§ HOW TO COMPLETE THIS TASK:
Go through each line of the entries below and tally those containing the string "recipientEmail"; give only the total.

───── PROVIDED DATA ─────

PR #3079, opened 2019-09-04
fix(debian): debian control has obsolete dbg package

jrcoding:
This fixes ...
```
I: open62541 source: debian-control-has-obsolete-dbg-package libopen62541-1-dbg
N: 
N:    The debian/control file includes declaration of -dbg package.
N:    
N:    Debug package are now autogenerated avoiding waste of miror space.
N:    
N:    Please note that -dbg should be dropped from control file and must not
N:    be transitioned to a dummy package depending on -dbgsym.
N:    
N:    Refer to https://wiki.debian.org/AutomaticDebugPackages for details.
N:
```
it bumps compat to 9 and works since Debian 8 (jessie) which is old-stable, should be old enough...

Hopefully this PR is now related to the 1.0 branch :-)


Pro:
Can we keep the compat level at 7? If I remember correctly Launchpad had issues with newer versions

jrcoding:
> Can we keep the compat level at 7? If I remember correctly Launchpad had issues with newer versions

yes, of course, if you are sure that launchpad has problems with `compat > 7`  I will include a lintian-override for this tag to prevent this lintian message.

Feel free to close the PR

Pro:
Let's merge it as it is, if the build this night fails, I will revert that commit.

PR #3084, opened 2019-09-05
create clientNonce on each SecureChannel renew

HuberHans:
client is disconnected by server on second renew SecureChannel since clientNonce is reused
OPC Unified Architecture, Part 4 (Table 7 defines the parameters for the Service)
clientNonce:
A random number that shall not be used in any other request. A new clientNonce shall be generated for each time a SecureChannel is renewed.


jpfr:
@mlgiraud Can you sign-off on the change?

jpfr:
This needs to go into 1.0 as well.

jpfr:
Wonderful.
Thanks for looking into it @HuberHans !

PR #3092, opened 2019-09-10
fix(debian): hardening all but no PIE flag

jrcoding:
This enables hardening during debian package build and fixes the error due to #3077 described in #3080 and #3085 .
This fix disables the PIE flag explicitly.


jpfr:
Great!

PR #3093, opened 2019-09-10
fix bugs related to "remove multicast record" and "async read value"

morthlee:
[fix] bug in stopMulticastDiscoveryServer(): error caused by removing record when using custom hostname;

[fix] async read value attribute bug: crash caused by error pointer


andreasebner:
The proposed changes are resolved in recent versions.

PR #1087, opened 2020-04-17
feat: notify to more than one gatekeeper (FPLA-970)

Jamesnelson117:

https://tools.hmcts.net/jira/browse/FPLA-970

### Change description ###
Send To Judge event now accepts a collection of email addresses. Notifications will be sent to each distinct email address provided. 

Screenshot 2020-04-17 at 14 19 57

```
[ ] Yes
[x] No
```


ccd-definition/CaseField.json
```diff
@@ -354,6 +362,15 @@
     "HintText": "For example, joe.bloggs@la.gov.uk",
     "SecurityClassification": "Public"
   },
+  {
+    "LiveFrom": "01/01/2017",
+    "CaseTypeID": "CARE_SUPERVISION_EPO",
+    "ID": "gateKeeperEmails",
+    "Label": "Gatekeeper",
+    "FieldType": "Collection",
+    "FieldTypeParameter": "GateKeeperEmail",
```
Jamesnelson117, line 371: Using Complex type as using

`  {
    "LiveFrom": "01/01/2017",
    "ID": "gateKeeperEmails",
    "Label": "Gatekeeper",
    "FieldType": "Collection",
    "FieldTypeParameter": "Email",
  },`

Uses Gatekeeper 1, 2, 3 etc as text input heading rather than email. Also fails to perform client side validation.

ccd-definition/CaseField.json
```diff
@@ -341,7 +341,15 @@
     "LiveFrom": "01/01/2017",
     "CaseTypeID": "CARE_SUPERVISION_EPO",
     "ID": "gateKeeperLabel",
```
lewisbirks, line 343: if it isn't too much change could we change the names of all of these to have lower case 'k'.
I know we might not be able to for `gateKeeperEmail` but the others are new/labels

service/src/integrationTest/java/uk/gov/hmcts/reform/fpl/controllers/NotifyGatekeeperControllerAboutToStartTest.java
```diff
@@ -49,19 +55,25 @@ void shouldNotValidateFamilymanNumberWhenInGatekeepingState() {
...
     }
 
     private CaseDetails caseDetails(String familyManNumber, String state) {
         return CaseDetails.builder()
             .id(12345L)
             .data(Map.of(
                 "familyManCaseNumber", familyManNumber,
-                "gateKeeperEmail", "send@spam.com"
+                "gateKeeperEmails", wrapElements(
+                        element(UUID.randomUUID(), EmailAddress.builder().email("test1@gmail.com").build()),
```
lewisbirks, line 75: shouldn't need to do the UUID part, there is an overloaded method without it

service/src/integrationTest/java/uk/gov/hmcts/reform/fpl/controllers/NotifyGatekeeperControllerSubmittedTest.java
```diff
@@ -58,27 +60,40 @@ void shouldNotPublishPopulateStandardDirectionsEventWhenEventIsNotInSubmittedSta
     }
 
     @Test
-    void shouldBuildGatekeeperNotificationTemplateWithCompleteValues() throws Exception {
+    void shouldNotifyMultipleGatekeepersWithExpectedNotificationParameters() throws Exception {
+        postSubmittedEvent(callbackRequest());
+
+        verify(notificationClient, times(1)).sendEmail(
```
lewisbirks, line 66: times(1) is default behaviour and shouldn't be needed

service/src/main/java/uk/gov/hmcts/reform/fpl/controllers/NotifyGatekeeperController.java
```diff
@@ -60,6 +64,12 @@ public void handleSubmittedEvent(@RequestBody CallbackRequest callbackRequest) {
         if (SUBMITTED.getValue().equals(callbackRequest.getCaseDetails().getState())) {
             applicationEventPublisher.publishEvent(new PopulateStandardDirectionsEvent(callbackRequest, requestData));
         }
-        applicationEventPublisher.publishEvent(new NotifyGatekeeperEvent(callbackRequest, requestData));
+        applicationEventPublisher.publishEvent(new NotifyGatekeepersEvent(callbackRequest, requestData));
+    }
+
+    private List<Element<EmailAddress>> resetGateKeeperEmailCollection() {
+        return List.of(
+            element(UUID.randomUUID(), EmailAddress.builder().email("").build())
```
lewisbirks, line 72: Do you need to set the email to an empty string here? What would happen if it is just null which is the case when .email isn't called?

service/src/main/java/uk/gov/hmcts/reform/fpl/handlers/NotifyGatekeeperEventHandler.java
```diff
@@ -1,32 +1,59 @@
...
+
+            parameters.put("gatekeeper_recipients",
+                gatekeeperEmailContentProvider.buildRecipientsLabel(emailList, recipientEmail));
+
+            notificationService.sendEmail(GATEKEEPER_SUBMISSION_TEMPLATE, recipientEmail, parameters,
+                eventData.getReference());
+        });
+    }
+
+    private List<String> getDistinctGatekeeperEmails(List<Element<EmailAddress>> emailCollection) {
```
lewisbirks, line 52: Could we just return the stream here instead of collecting to a list when it isn't really needed

service/src/test/java/uk/gov/hmcts/reform/fpl/handlers/NotifyGatekeeperEventHandlerTest.java
```diff
@@ -55,17 +58,24 @@ void shouldSendEmailToGatekeeper() {
...
+
         given(gatekeeperEmailContentProvider.buildGatekeeperNotification(callbackRequest().getCaseDetails(),
             LOCAL_AUTHORITY_CODE)).willReturn(expectedParameters);
 
         notifyGatekeeperEventHandler.sendEmailToGatekeeper(
-            new NotifyGatekeeperEvent(callbackRequest(), requestData));
+            new NotifyGatekeepersEvent(callbackRequest(), requestData));
 
-        verify(notificationService).sendEmail(
+        verify(notificationService, times(1)).sendEmail(
```
lewisbirks, line 73: times(1) shouldn't be needed again

ccd-definition/CaseField.json
Jamesnelson117: Agreed. Let's do this for email collection and the newly added hint label.

service/src/main/java/uk/gov/hmcts/reform/fpl/handlers/NotifyGatekeeperEventHandler.java
lewisbirks: Ignore me, just seen that it is needed in the for each as well as for constructing the loop

Jamesnelson117: Discussed and we decided to keep as it is.

service/src/main/java/uk/gov/hmcts/reform/fpl/controllers/NotifyGatekeeperController.java
Jamesnelson117: Setting to empty string expands the first item as in the collection on page load, as well as reseting the collection. It's not a requirement I guess to expand the collection page load but it's consistent with other events.

service/src/main/java/uk/gov/hmcts/reform/fpl/service/email/content/GatekeeperEmailContentProvider.java
```diff
@@ -30,4 +32,16 @@ protected GatekeeperEmailContentProvider(@Value("${ccd.ui.base.url}") String uiB
             .put("localAuthority", config.getLocalAuthorityName(localAuthorityCode))
             .build();
     }
+
+    public String buildRecipientsLabel(List<String> emailList, String recipientEmail) {
+        List<String> filteredEmailList = emailList.stream()
+            .filter(email -> !recipientEmail.equals(email))
+            .collect(Collectors.toList());
```
lewisbirks, line 39: Instead of collecting to an intermediary list, thoughts on collecting to a string straight away? Instead of `Collectors.toList()` you can use `Collectors.joining(", ")` which will still return an empty string if nothing is present in the filtered list

PR #1093, opened 2020-04-20
impr: handle login issues when idam redirection destroy puppeteer context

tomaszpowroznik:
e2e


e2e/helpers/puppeter_helper.js
```diff
@@ -9,6 +9,11 @@ module.exports = class PuppeteerHelpers extends Helper {
     return page.reload();
   }
 
+  waitForNavigationTest() {
```
akomisarek, line 12: Is this used? I don't see any changes invoking this method.

tomaszpowroznik: the last of other options tried, removed

PR #1098, opened 2020-04-20
feat: updated date values for directions in standard direction order (FPLA-1643)

swalker125:

https://tools.hmcts.net/jira/browse/FPLA-1643

### Change description ###

Updated orders.config with new direction deadlines.
Refactored date logic to always prepopulate direction dates.

```
[ ] Yes
[x] No
```


service/src/test/java/uk/gov/hmcts/reform/fpl/handlers/PopulateStandardDirectionsHandlerTest.java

─────

§ TASK SOLUTION:
4